**EXERCISE GOAL:**
Output every record word for word.

**AVAILABLE DATA:**
Issue #1304, opened 2017-06-10
[ll] [RFC] GL Swapchains


msiglreith:
In contrast to the other APIs, GL doesn't differ between device and swapchain as two independent entities, but merged them as one Context object.

Our current design for device and swapchain creation looks like this:
```Rust
let window = WindowBuilder::build();
let (surface, adapters) = window.create_adapters_and_surface();
// find adapter which supports surfaces and a queue family
// which supports present on this surface ..
let swapchain = surface.build_swapchain(config);
let device = adapters[0].open();
```
This approach is based on vulkans model, but causes some issue with GL (and glutin):
* Both swapchain and device need access to the GL context
* We have to create the context at swapchain creation to correctly set the pixel formats (swapchain -> adapter)
* Swapchain creation requires the specific present queue instance for dx12 (adapter -> swapchain)

Therefore I propose that we should create the swapchain and the adapter at the same time to avoid these conflicts:
```Rust
// Extend adapter trait
pub trait Adapter<B: Backend>: Sized {
    /// Create a new device and command queues.
    fn open(&self, queue_descs: &[(&B::QueueFamily, u32)]) -> Device<B>;

   /// NEW!
   // The present queue will be the first queue instance of present queue family
   fn open_with_swapchain<S>(&self, queue_descs: &[(&B::QueueFamily, u32)],
           swapchain_config: SwapchainConfig, present_queue_family: &B::QueueFamily)
         -> (Device<B>, S::Swapchain) where S: Surface<B>;

    /// Get the `AdapterInfo` for this adapater.
    fn get_info(&self) -> &AdapterInfo;

    /// Return the supported queue families for this adapter.
    fn get_queue_families(&self) -> &[B::QueueFamily];
}
```

The mentioned issue with `glutin`:
Context and window creation are coupled, but we would need to first create the window and later build a context for the window on `open_with_swapchain`.
SDL2 seems to support this, so I'm quite confident that the glutin API could be adapted to support this (which I would try to do).

kvark:
> Rethinking the issue: for the moment we could also simply enforce the user to set the pixel format on start for GL and only allow matching formats for the swapchain. This could be relaxed on a later stage with the described glutin changes, but it's not high priority imo.

I suppose that's the consensus then ;)

msiglreith:
Latest idea was to hide the actual default framebuffer of OpenGL and only expose custom created images.
Pro:
- Less issues with sRGB
- Avoid magic multisampling resolves of GL driver
[...]

PR #1335, opened 2017-06-23
[ll] Update glfw and sdl window [21/..]

msiglreith:
Adapt glfw and sdl window creation to the new model (Window-> Surface -> SwapChain).
The swapchains of these backends are restricted as mentioned in #1304 (set surface format at the beginning and swapchain config has to match those).

Backbuffer image creation could be abstracted in a followup PR as it's similar on all three (glutin, glfw, sdl) window backends.

Edit: I need to fix sdl build on my linux system later - done


msiglreith:
Should be ready now

PR #1337, opened 2017-06-27
Add layout specifiers to some examples that didn't have them.

icefoxen:
Needs verification from someone who knows what they're doing, though.


kvark:
@homu r+

kvark:
Thanks!

PR #1338, opened 2017-06-28
[ll] Update some examples and add synced flushing for encoder [23/..]

msiglreith:
* render: Add `synced_flush`, which works like `flush` but additionally allows to specify synchronization primitives. Important for ensuring that the acquired backbuffer image is available for rendering.
* Update particle, terrain and instancing example
* Fix `handle` test
* Add dx11 and dx12 test to appveyor

cc #1321


examples/instancing/main.rs
```diff
@@ -146,29 +150,37 @@ impl<R: gfx::Resources> gfx_app::Application<R> for App<R> {
...
+            views: window_targets.views,
         }
     }
 
-    fn render<C: gfx::CommandBuffer<R>>(&mut self, encoder: &mut gfx::Encoder<R, C>) {
+    fn render<Gp>(&mut self, (frame, semaphore): (gfx::Frame, &gfx::handle::Semaphore<B::Resources>),
+                  pool: &mut Gp, queue: &mut gfx::queue::GraphicsQueueMut<B>)
+        where Gp: gfx::GraphicsCommandPool<B>
+    {
+        let mut encoder = pool.acquire_graphics_encoder();
```
kvark: can `gfx::Application` hide the acquiring and flushing of `Encoder` for us?

msiglreith: Possible, a valid request as a single Encoder the common case for our examples. I'll look into it after updated the other examples.

PR #1345, opened 2017-07-04
Added generate_mipmap

kvark:
This is very basic and just exposes the existing API of `CommandBuffer`.


kvark:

**FINISHED EXERCISE:**
Issue #1304, opened 2017-06-10
[ll] [RFC] GL Swapchains


msiglreith:
In contrast to the other APIs, GL doesn't differ between device and swapchain as two independent entities, but merged them as one Context object.

Our current design for device and swapchain creation looks like this:
```Rust
let window = WindowBuilder::build();
let (surface, adapters) = window.create_adapters_and_surface();
// find adapter which supports surfaces and a queue family
// which supports present on this surface ..
let swapchain = surface.build_swapchain(config);
let device = adapters[0].open();
```
This approach is based on vulkans model, but causes some issue with GL (and glutin):
* Both swapchain and device need access to the GL context
* We have to create the context at swapchain creation to correctly set the pixel formats (swapchain -> adapter)
* Swapchain creation requires the specific present queue instance for dx12 (adapter -> swapchain)

Therefore I propose that we should create the swapchain and the adapter at the same time to avoid these conflicts:
```Rust
// Extend adapter trait
pub trait Adapter<B: Backend>: Sized {
    /// Create a new device and command queues.
    fn open(&self, queue_descs: &[(&B::QueueFamily, u32)]) -> Device<B>;

   /// NEW!
   // The present queue will be the first queue instance of present queue family
   fn open_with_swapchain<S>(&self, queue_descs: &[(&B::QueueFamily, u32)],
           swapchain_config: SwapchainConfig, present_queue_family: &B::QueueFamily)
         -> (Device<B>, S::Swapchain) where S: Surface<B>;

    /// Get the `AdapterInfo` for this adapater.
    fn get_info(&self) -> &AdapterInfo;

    /// Return the supported queue families for this adapter.
    fn get_queue_families(&self) -> &[B::QueueFamily];
}
```

The mentioned issue with `glutin`:
Context and window creation are coupled, but we would need to first create the window and later build a context for the window on `open_with_swapchain`.
SDL2 seems to support this, so I'm quite confident that the glutin API could be adapted to support this (which I would try to do).

kvark:
> Rethinking the issue: for the moment we could also simply enforce the user to set the pixel format on start for GL and only allow matching formats for the swapchain. This could be relaxed on a later stage with the described glutin changes, but it's not high priority imo.

I suppose that's the consensus then ;)

msiglreith:
Latest idea was to hide the actual default framebuffer of OpenGL and only expose custom created images.
Pro:
- Less issues with sRGB
- Avoid magic multisampling resolves of GL driver
[...]

PR #1335, opened 2017-06-23
[ll] Update glfw and sdl window [21/..]

msiglreith:
Adapt glfw and sdl window creation to the new model (Window-> Surface -> SwapChain).
The swapchains of these backends are restricted as mentioned in #1304 (set surface format at the beginning and swapchain config has to match those).

Backbuffer image creation could be abstracted in a followup PR as it's similar on all three (glutin, glfw, sdl) window backends.

Edit: I need to fix sdl build on my linux system later - done


msiglreith:
Should be ready now

PR #1337, opened 2017-06-27
Add layout specifiers to some examples that didn't have them.

icefoxen:
Needs verification from someone who knows what they're doing, though.


kvark:
@homu r+

kvark:
Thanks!

PR #1338, opened 2017-06-28
[ll] Update some examples and add synced flushing for encoder [23/..]

msiglreith:
* render: Add `synced_flush`, which works like `flush` but additionally allows to specify synchronization primitives. Important for ensuring that the acquired backbuffer image is available for rendering.
* Update particle, terrain and instancing example
* Fix `handle` test
* Add dx11 and dx12 test to appveyor

cc #1321


examples/instancing/main.rs
```diff
@@ -146,29 +150,37 @@ impl<R: gfx::Resources> gfx_app::Application<R> for App<R> {
...
+            views: window_targets.views,
         }
     }
 
-    fn render<C: gfx::CommandBuffer<R>>(&mut self, encoder: &mut gfx::Encoder<R, C>) {
+    fn render<Gp>(&mut self, (frame, semaphore): (gfx::Frame, &gfx::handle::Semaphore<B::Resources>),
+                  pool: &mut Gp, queue: &mut gfx::queue::GraphicsQueueMut<B>)
+        where Gp: gfx::GraphicsCommandPool<B>
+    {
+        let mut encoder = pool.acquire_graphics_encoder();
```
kvark: can `gfx::Application` hide the acquiring and flushing of `Encoder` for us?

msiglreith: Possible, a valid request as a single Encoder the common case for our examples. I'll look into it after updated the other examples.

PR #1345, opened 2017-07-04
Added generate_mipmap

kvark:
This is very basic and just exposes the existing API of `CommandBuffer`.


kvark:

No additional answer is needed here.